[Records for the exercise — start]

PR #7089, opened 2020-02-27
Allow globs in FPM unix socket paths

andrenth:
This PR allows glob patterns to be used in the `unixsocket` configuration. This is useful in environments where FPM pools are managed dynamically, so that the configuration file doesn't have to be edited every time a pool is created or deleted.

### Required for all PRs:

### DIFF
--- a/plugins/inputs/phpfpm/phpfpm.go
+++ b/plugins/inputs/phpfpm/phpfpm.go
@@ -17,6 +17,7 @@ import (
 	"github.com/influxdata/telegraf/internal"
 	"github.com/influxdata/telegraf/internal/tls"
 	"github.com/influxdata/telegraf/plugins/inputs"
+	"github.com/pkg/errors"
 )
 
 const (
--- a/plugins/inputs/phpfpm/phpfpm.go
+++ b/plugins/inputs/phpfpm/phpfpm.go
@@ -8,6 +8,7 @@ import (
 	"net/http"
 	"net/url"
 	"os"
+	"path/filepath"
 	"strconv"
 	"strings"
 	"sync"
@@ -95,7 +96,12 @@ func (g *phpfpm) Gather(acc telegraf.Accumulator) error {
 
 	var wg sync.WaitGroup
 
-	for _, serv := range g.Urls {
+	urls, err := expandUrls(g.Urls)
+	if err != nil {
+		return err
+	}
+
+	for _, serv := range urls {
 		wg.Add(1)
 		go func(serv string) {
 			defer wg.Done()
@@ -153,15 +159,10 @@ func (g *phpfpm) gatherServer(addr string, acc telegraf.Accumulator) error {
 			statusPath = "status"
 		}
 	} else {
-		socketAddr := strings.Split(addr, ":")
-		if len(socketAddr) >= 2 {
-			socketPath = socketAddr[0]
-			statusPath = socketAddr[1]
-		} else {
-			socketPath = socketAddr[0]
+		socketPath, statusPath = unixSocketPaths(addr)
+		if statusPath == "" {
 			statusPath = "status"
 		}
-
 		if _, err := os.Stat(socketPath); os.IsNotExist(err) {
 			return fmt.Errorf("Socket doesn't exist  '%s': %s", socketPath, err)
 		}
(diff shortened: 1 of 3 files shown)


plugins/inputs/phpfpm/phpfpm.go
```diff
@@ -277,6 +278,68 @@ func importMetric(r io.Reader, acc telegraf.Accumulator, addr string) (poolStat,
...
+		addrs = append(addrs, paths...)
+	}
+	return addrs, nil
+}
+
+func globUnixSocket(url string) ([]string, error) {
+	pattern, status := unixSocketPaths(url)
+	paths, err := filepath.Glob(pattern)
+	if err != nil {
+		return nil, err
```
ssoroka: might be good to add some context here. 
```suggestion
		return nil, errors.Wrapf(err, "couldn't read the file path pattern %q", pattern)
```

andrenth: I didn't add any context because `filepath.Glob` can only fail due to invalid syntax in the pattern, but I guess it's useful to add the bad pattern in the error message, especially if multiple patterns are used.

andrenth:
> Thanks for the PR!
> Do we want to consider processing the list of file sockets once on startup instead of every gather request?

Doing it on every gather would simplify things for me, as no further action would be needed to monitor/stop monitoring dynamically managed pools. Doing it on startup wouldn't be a deal breaker:  I'd simply have to reload [restart?] Telegraf every time a pool is added or removed, along with the reload of the FPM daemon that I already perform.

One advantage of doing it on every gather is that it won't cause pauses in the data collection of unrelated metrics because Telegraf had to be restarted to rebuild the FPM socket list.

plugins/inputs/phpfpm/phpfpm.go
```diff
@@ -277,6 +279,68 @@ func importMetric(r io.Reader, acc telegraf.Accumulator, addr string) (poolStat,
...
+	}
+
+	addrs := make([]string, 0, len(paths))
+
+	if len(paths) == 0 {
+		_, err := os.Stat(pattern)
+		if os.IsNotExist(err) {
+			return nil, fmt.Errorf("Socket doesn't exist  '%s': %s", pattern, err)
+		}
+		return nil, err
```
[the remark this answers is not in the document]
andrenth: I did it this way to keep the previous behavior, which is to error out on nonexistent socket paths. Since `filepath.Glob` ignores any errors other than syntax ones, I've used `os.Stat` to get the appropriate error. The special handling of `os.ErrNotExist` is there because it's also done elsewhere in the plugin.

If you think we consider that not matching any sockets is not an error, this code would indeed be a bit cleaner.

plugins/inputs/phpfpm/phpfpm.go
```diff
@@ -277,6 +279,68 @@ func importMetric(r io.Reader, acc telegraf.Accumulator, addr string) (poolStat,
...
+			return nil, err
+		}
+		addrs = append(addrs, paths...)
+	}
+	return addrs, nil
+}
+
+func globUnixSocket(url string) ([]string, error) {
+	pattern, status := unixSocketPaths(url)
+	paths, err := filepath.Glob(pattern)
```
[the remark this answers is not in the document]
andrenth: Done.

plugins/inputs/phpfpm/phpfpm.go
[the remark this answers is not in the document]
andrenth: One example of where this handling is useful is when the unix socket path is in fact *not* a glob, but the file does not exist. In that case, we'd get an empty slice of strings as a result from the glob, with no error, so this extra checking restores the error message one would get before glob support.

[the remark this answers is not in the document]
danielnelson: Okay, let's continue to show an error when the socket doesn't exist.  I think we should then remove the Stat call on L166, which doesn't seem useful anymore and anyway we will report an error afterwards connecting to the socket if it doesn't exist.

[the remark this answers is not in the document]
andrenth: Looking at the `globpath` module I noticed `Match` actually returns the given parameter when it's a static path, so the latest commit handles this case correctly now. I've also removed the redundant `os.Stat` call.

If the PR is OK now, do you want me to rebase before merging?

plugins/inputs/phpfpm/phpfpm.go
```diff
@@ -277,6 +275,75 @@ func importMetric(r io.Reader, acc telegraf.Accumulator, addr string) (poolStat,
...
+func globUnixSocket(url string) ([]string, error) {
+	pattern, status := unixSocketPaths(url)
+	glob, err := globpath.Compile(pattern)
+	if err != nil {
+		return nil, fmt.Errorf("could not compile glob %q: %v", pattern, err)
+	}
+	paths := glob.Match()
+	if len(paths) == 0 {
+		return nil, nil
+	}
```
danielnelson: If we are planning to show an error if a glob doesn't have any matches, then I think we need to do it here.

plugins/inputs/phpfpm/phpfpm.go
```diff
@@ -277,6 +275,75 @@ func importMetric(r io.Reader, acc telegraf.Accumulator, addr string) (poolStat,
...
+	// globpath.Match() returns the given argument when it's a static path,
+	// i.e., not a glob pattern. In that case, ensure it exists.
+	if len(paths) == 1 && paths[0] == pattern {
+		if _, err := os.Stat(paths[0]); err != nil {
+			if os.IsNotExist(err) {
+				return nil, fmt.Errorf("Socket doesn't exist  '%s': %s", pattern, err)
+			}
+			return nil, err
+		}
+	}
```
danielnelson: Since, as you mentioned, Match() will return the path if there are no special glob characters, I think we can remove this too.  We will still display an error when we dial the socket.

plugins/inputs/phpfpm/phpfpm.go
andrenth: Hmm ok, my thinking was that since globpath can diferentiate static paths from patterns, to allow non-matching globs, but to error on static paths.

plugins/inputs/phpfpm/phpfpm.go
andrenth: Done (this required a change to the unit tests due to the error now coming from Dial).

danielnelson:
Merged for 1.14, thanks!

andrenth:
Thank you!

[Records for the exercise — finish]

## What needs to be done
From the line containing "andrenth: Hmm ok, my" through the final line of the listing above, retype every line exactly; leave out everything else.

## Completed task
andrenth: Hmm ok, my thinking was that since globpath can diferentiate static paths from patterns, to allow non-matching globs, but to error on static paths.

plugins/inputs/phpfpm/phpfpm.go
andrenth: Done (this required a change to the unit tests due to the error now coming from Dial).

danielnelson:
Merged for 1.14, thanks!

andrenth:
Thank you!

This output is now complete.